少年的气息喷吐在脸上,危险至极,格外的暧昧。
“即便是流水无情,我也忍不住想强占了。”他附唇在她耳边,如同恋人之间的调情低语。
“你放肆,本王是永昶的王爷,如此掳走一国的王爷,该当何罪?”她被这等轻佻的语言激怒了般,反唇威胁,因着愤怒,香腮染上了一层莹莹淡粉,着实绝美不可方物。
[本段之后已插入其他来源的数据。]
PR #322, opened 2018-05-10
Scroll tracking

### LINKED ISSUE #146: Analytics - Scroll depth tracking for key stories
We'd like to know how far down a user scrolls before leaving page, with "how far down" pegged to which key story or text section is the last one visible

lindsaycarr:
Fixes #146. I just used existing ids on various divs - I think that is reasonable. This only records an event if you scroll and can see the bottom of the div. I console logged the div id in the gif below to show that in action:

scroll_tagging

### DIFF
--- a/js/build_map.js
+++ b/js/build_map.js
@@ -151,7 +151,7 @@ function customizeCaption() {
       "Hover over the map for details. Click a button to switch categories. " +
       "Click a state to zoom in, and click the same state to zoom out.";
   }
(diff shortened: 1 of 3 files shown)


wdwatkins:
Looks fine to me — do the events only fire the first time you scroll past?  

You can use the 'GA Debug' chrome plugin btw if you want to see the actual events firing.  

What did you use for the screen capture?

PR #326, opened 2018-05-11
Image swapping

mwernimont:
Was scratching my head at why the pie map figure disappeared on mobile thinking I had done something terribly wrong JS wise, and low and behold it was my old CSS.

The CSS can be removed and have deleted the two older mobile images.  The functionality to have the images swap is still being worked on by me, but in the meantime, I don't want people to worry about the figure completely gone on mobile.  So this should fix that issue and I'll have the image swapping functionality by next week Monday COB or sooner. Hopefully sooner, just looking for a solid option, as people offer pretty janky ones on stack overflow.


viz.yaml
```diff
@@ -429,14 +420,11 @@ publish:
...
-    depends: ["styles", "placeholder", "static_story_figure", 
-              "static_story_figure_mobile_left", 
-              "static_story_figure_mobile_right"]
+    depends: ["styles", "placeholder", "static_story_figure", "static_story_figure_mobile"]
     context:
       placeholder: "placeholder"
       pie_map_plot: "static_story_figure"
-      mobile_left_pie_plot: "static_story_figure_mobile_left"
-      mobile_right_pie_plot: "static_story_figure_mobile_right"
+      mobile_pie_map_plot: "static_story_figure_mobile"
```
lindsaycarr: are there mustache template changes that reflect the replacement of `mobile_left_pie_plot` and `mobile_right_pie_plot` with `mobile_pie_map_plot`?

mwernimont: Nope, they were added as a dependent to a mustache file. Those were simply images.

mwernimont:
Bleh, forgot to branch...but found a pretty simple solution to image swapping based on size.  The HTML5 `<picture>` element allows us to set many different sources and put the browser in charge of picking which one it needs based on attributes we tell it to look for.  In this case the media attribute.  It also has a backup of a regular image tag for the 2 browsers that don't support the picture element (IE11 and below, and Opera).

I was skeptical at first that the picture element wasn't just loading all the images anyway with the entire picture element and its sources being in the DOM, but after network tests, it really only does load the image it needs.  That combined with lazy loading it only grabs the image it needs when it needs to show it.  

It's a lot like the favicon solution we created before, and I feel this will work well in the future if not for swapping complete images but having the ability to serve different resolution photos seamlessly.

viz.yaml
mwernimont: Or the change is reflected in my next commit as you were right I did not commit the mustache file for whatever reason...

jread-usgs:
Looks like we need to publish the placeholder gif, right? https://beta-owi.usgs.gov/vizlab/water-use-15/images/placeHolder.gif ?

mwernimont:
It already should be publishing...I have it in the viz.yaml and it ends up in my local target space. Hmm...

mwernimont:
https://github.com/USGS-VIZLAB/water-use-15/blob/master/viz.yaml#L427

It is added as a dependency to the WU_story section and has the context, the image also lives in the repo...

mwernimont:
@aappling-usgs any thoughts on why it wouldn't be able to find it?

aappling-usgs:
Hmm. Locally, I'm also seeing it get moved to target/ and made available to the localhost. Next hypothesis: it's in the new version of vizlab and beta doesn't have that update yet...I'll take a look.

aappling-usgs:
Nope, y'all were on top of the vizlab version update. Next hypothesis: aws s3 sync isn't transferring gifs correctly. Stay tuned...

aappling-usgs:
Well, I tried modifying the sync commands to call out gifs as images specifically:
```
# s3 sync 
source ~/.bash_profile
aws s3 sync ./target/ s3://dev-owi.usgs.gov/vizlab/water-use-15/ --exclude "*.gif" --exclude "*.svg" --exclude "*.json"
aws s3 sync ./target/ s3://dev-owi.usgs.gov/vizlab/water-use-15/ --exclude "*" --include "*.gif" --content-type "image/gif"
aws s3 sync ./target/ s3://dev-owi.usgs.gov/vizlab/water-use-15/ --exclude "*" --include "*.svg" --content-type "image/svg+xml"
aws s3 sync ./target/ s3://dev-owi.usgs.gov/vizlab/water-use-15/ --exclude "*" --include "*.json" --content-type "application/json"
```
but I've reverted this now because I think getting the capitalization right was what was needed (#328). I'm no longer seeing the 404 for placeHolder.gif (or placeholder.gif) on dev or beta.

Issue #53, opened 2018-03-01
Create thumbnails


ldecicco-USGS:

lindsaycarr:
See ImageMagik script used in Hurricane Irma - https://github.com/USGS-VIZLAB/hurricane-irma/issues/110#issuecomment-329227314

aappling-usgs:
We need a first thumbnail or GIF in time for the vizzy submission (~April 13)

aappling-usgs:
Starter code for an R-based GIF is at https://github.com/USGS-VIZLAB/viz-scratch/tree/master/water_use_gifs, looks something like this:

![water_use_2015_animation_pub_irr_pies](https://user-images.githubusercontent.com/12039957/38432475-655bf694-397c-11e8-9013-c8301a51cfb8.gif)

lindsaycarr:
@ldecicco-USGS you are assigned this, but that was a month ago. Still interested or should we reassign to someone else? Also, the code to generate a static national pie map now lives in this repo (see https://github.com/USGS-VIZLAB/water-use-15/blob/master/piemap.yaml), and I think we can reuse it to make various thumbnail sizes.

ldecicco-USGS:
How about we open up the issue to someone for now. I'm going to spend the morning to see if I can get the original vizzy up-to-date.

他垂头看着被自己制住的人,这小家伙丝毫不知道自己此刻的模样有多美多诱人。
夕阳如同一匹火红的绸缎批盖在天上,给云朵染上了亮闪闪的金粉。
采莓此时却无暇欣赏美景,她骑在高头大马上,剑别在腰间,眉头紧皱着,身后跟着几十余人的渊王府集结来的护卫。
一行人垂头丧气的骑马走在去往平烟城的土路上,马蹄沉重踏得尘土飞扬。
就在方才不久,他们瞧见了同南平使者出行一模一样的马车车队,一行人进行了一番殊死搏斗,那南平使者跳车逃跑,临下车前在马屁股上狠狠地刺了一刀,发狂的马带着马车歪歪扭扭的朝山崖冲过去,这一行人都是渊的亲卫,当即全员弃马勒住马车。
一名护卫跳到已经疯狂的马上试图让马车停下,哪只这马抽搐着跌下山崖,后面的护卫合力拽住马车,将车勒停。
马儿悬在山崖边不停的挣扎。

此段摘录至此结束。